**Work to complete**
Nothing in the entries may be altered; copy them all exactly.

Extracted data entries
PR #228, opened 2024-05-15
uefi_sb: Test pool and VM cert states when no custom cert installed

stormi:
We previously didn't check that a pool without custom certs only has PK.auth in `/var/lib/varstored`. Check this.

We also didn't test what happens when you boot a fresh UEFI VM on a pool which only has PK.auth, and this bit us. We thought it would behave some way, and it actually behaved the other way. We changed it so that it behaves as we need, so add a test which ensures this works and doesn't regress in the future.

### DIFF
--- a/tests/uefi_sb/test_varstored_cert_flow.py
+++ b/tests/uefi_sb/test_varstored_cert_flow.py
@@ -51,6 +51,8 @@ class TestPoolToDiskCertPropagationToAllHosts:
         for h in host.pool.hosts:
             logging.info(f"Check host {h} has no custom certificates on disk.")
             assert h.is_symlink(host.varstore_dir())
+            logging.info(f"Check host {h} only has PK, and no other certs.")
+            assert h.ssh(['ls', '/var/lib/varstored/']) == 'PK.auth'
 
 @pytest.mark.small_vm
 @pytest.mark.usefixtures("host_at_least_8_3")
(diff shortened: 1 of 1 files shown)


benjamreis (approved):

tests/uefi_sb/test_varstored_cert_flow.py
```diff
@@ -116,10 +118,25 @@ def test_start_vm_without_uefi_vars(self, uefi_vm):
...
         vm.start()
-        logging.info("Check that the VM certs were updated")
+        logging.info("Check that the VM certs were updated: PK, KEK, db, dbx")
         for key in ['PK', 'KEK', 'db', 'dbx']:
             check_vm_cert_md5sum(vm, key, pool_auths[key].auth)
 
+    def test_start_vm_without_uefi_vars_on_pool_with_only_pk(self, uefi_vm):
+        # When a VM first starts but the pool doesn't have certs configured,
+        # this used, until late in 8.3 development, to *not* propagate the certs to the VM
+        # and we had not test that detected this situation.
```
tescande, line 128:
```suggestion
        # and we had no test that detected this situation.
```

tescande (approved):

tests/uefi_sb/test_varstored_cert_flow.py
stormi: Thanks! Fixed.

PR #229, opened 2024-05-28
Reduce usage of pytest test-parameters

ydirson:
There is no real need to store the parameters coming from the CLI in a (single) test param, and it makes it much harder to describe test dependencies.

This PR deals with `--hosts` and `--sr-disk` (easily tested), applies same strategy to  `--second-network` (untested), and removes unused `--additional-repos`.

The same can be applied at least to `--sr-device-config`, but I'm leaving it out for now as it is more complex to test.

### DIFF
--- a/conftest.py
+++ b/conftest.py
@@ -55,12 +55,6 @@ def pytest_addoption(parser):
              "Example: 'server:10.0.0.1,serverpath:/vms,nfsversion:4.1'.",
     )
     parser.addoption(
-        "--additional-repos",
-        action="append",
-        default=[],
-        help="Additional repo URLs added to the yum config"
-    )
-    parser.addoption(
         "--second-network",
         action="store",
         default=None,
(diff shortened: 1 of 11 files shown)


stormi (commented):
This looks good to me. I suggest you handle the remaining parameters in the same PR, on which we will anyway run the full testsuite to make sure nothing regressed.

benjamreis (approved):

conftest.py
```diff
@@ -236,8 +231,11 @@ def sr_disk(request, host):
     yield disk
 
 @pytest.fixture(scope='session')
-def sr_disk_4k(request, host):
-    disk = request.param
+def sr_disk_4k(pytestconfig, host):
+    disks = pytestconfig.getoption("sr_disk")
```
Nambrok, line 235: Should be `sr_disk_4k`. It's a different parameter than normal `sr_disk`.

Nambrok (changes requested):

conftest.py
ydirson: right, fixed

Nambrok (approved):

stormi:
LGTM, provided a full suite run doesn't reveal any drawbacks.

ydirson:
Added a fix for a wrong usage of a package-scoped fixture (and checked no other such wrong usage exists in the codebase)

ydirson:
Rebased onto master after #232 merge

PR #233, opened 2024-06-13
packages: import pkgfixture only once

ydirson:
With current pytest (8.2.2) having the fixture imported in 2 subpackages of "tests.packages" causes confusion on the execution order of setup/teardown and causes host_with_saved_yum_state to be run nested, triggering protective assertion.

This is a (tentative) workaround for pytest handling of package-scoped fixtures, and can possibly break something else.


ydirson:
obsoleted by #234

**Response to the task**
PR #228, opened 2024-05-15
uefi_sb: Test pool and VM cert states when no custom cert installed

stormi:
We previously didn't check that a pool without custom certs only has PK.auth in `/var/lib/varstored`. Check this.

We also didn't test what happens when you boot a fresh UEFI VM on a pool which only has PK.auth, and this bit us. We thought it would behave some way, and it actually behaved the other way. We changed it so that it behaves as we need, so add a test which ensures this works and doesn't regress in the future.

### DIFF
--- a/tests/uefi_sb/test_varstored_cert_flow.py
+++ b/tests/uefi_sb/test_varstored_cert_flow.py
@@ -51,6 +51,8 @@ class TestPoolToDiskCertPropagationToAllHosts:
         for h in host.pool.hosts:
             logging.info(f"Check host {h} has no custom certificates on disk.")
             assert h.is_symlink(host.varstore_dir())
+            logging.info(f"Check host {h} only has PK, and no other certs.")
+            assert h.ssh(['ls', '/var/lib/varstored/']) == 'PK.auth'
 
 @pytest.mark.small_vm
 @pytest.mark.usefixtures("host_at_least_8_3")
(diff shortened: 1 of 1 files shown)


benjamreis (approved):

tests/uefi_sb/test_varstored_cert_flow.py
```diff
@@ -116,10 +118,25 @@ def test_start_vm_without_uefi_vars(self, uefi_vm):
...
         vm.start()
-        logging.info("Check that the VM certs were updated")
+        logging.info("Check that the VM certs were updated: PK, KEK, db, dbx")
         for key in ['PK', 'KEK', 'db', 'dbx']:
             check_vm_cert_md5sum(vm, key, pool_auths[key].auth)
 
+    def test_start_vm_without_uefi_vars_on_pool_with_only_pk(self, uefi_vm):
+        # When a VM first starts but the pool doesn't have certs configured,
+        # this used, until late in 8.3 development, to *not* propagate the certs to the VM
+        # and we had not test that detected this situation.
```
tescande, line 128:
```suggestion
        # and we had no test that detected this situation.
```

tescande (approved):

tests/uefi_sb/test_varstored_cert_flow.py
stormi: Thanks! Fixed.

PR #229, opened 2024-05-28
Reduce usage of pytest test-parameters

ydirson:
There is no real need to store the parameters coming from the CLI in a (single) test param, and it makes it much harder to describe test dependencies.

This PR deals with `--hosts` and `--sr-disk` (easily tested), applies same strategy to  `--second-network` (untested), and removes unused `--additional-repos`.

The same can be applied at least to `--sr-device-config`, but I'm leaving it out for now as it is more complex to test.

### DIFF
--- a/conftest.py
+++ b/conftest.py
@@ -55,12 +55,6 @@ def pytest_addoption(parser):
              "Example: 'server:10.0.0.1,serverpath:/vms,nfsversion:4.1'.",
     )
     parser.addoption(
-        "--additional-repos",
-        action="append",
-        default=[],
-        help="Additional repo URLs added to the yum config"
-    )
-    parser.addoption(
         "--second-network",
         action="store",
         default=None,
(diff shortened: 1 of 11 files shown)


stormi (commented):
This looks good to me. I suggest you handle the remaining parameters in the same PR, on which we will anyway run the full testsuite to make sure nothing regressed.

benjamreis (approved):

conftest.py
```diff
@@ -236,8 +231,11 @@ def sr_disk(request, host):
     yield disk
 
 @pytest.fixture(scope='session')
-def sr_disk_4k(request, host):
-    disk = request.param
+def sr_disk_4k(pytestconfig, host):
+    disks = pytestconfig.getoption("sr_disk")
```
Nambrok, line 235: Should be `sr_disk_4k`. It's a different parameter than normal `sr_disk`.

Nambrok (changes requested):

conftest.py
ydirson: right, fixed

Nambrok (approved):

stormi:
LGTM, provided a full suite run doesn't reveal any drawbacks.

ydirson:
Added a fix for a wrong usage of a package-scoped fixture (and checked no other such wrong usage exists in the codebase)

ydirson:
Rebased onto master after #232 merge

PR #233, opened 2024-06-13
packages: import pkgfixture only once

ydirson:
With current pytest (8.2.2) having the fixture imported in 2 subpackages of "tests.packages" causes confusion on the execution order of setup/teardown and causes host_with_saved_yum_state to be run nested, triggering protective assertion.

This is a (tentative) workaround for pytest handling of package-scoped fixtures, and can possibly break something else.


ydirson:
obsoleted by #234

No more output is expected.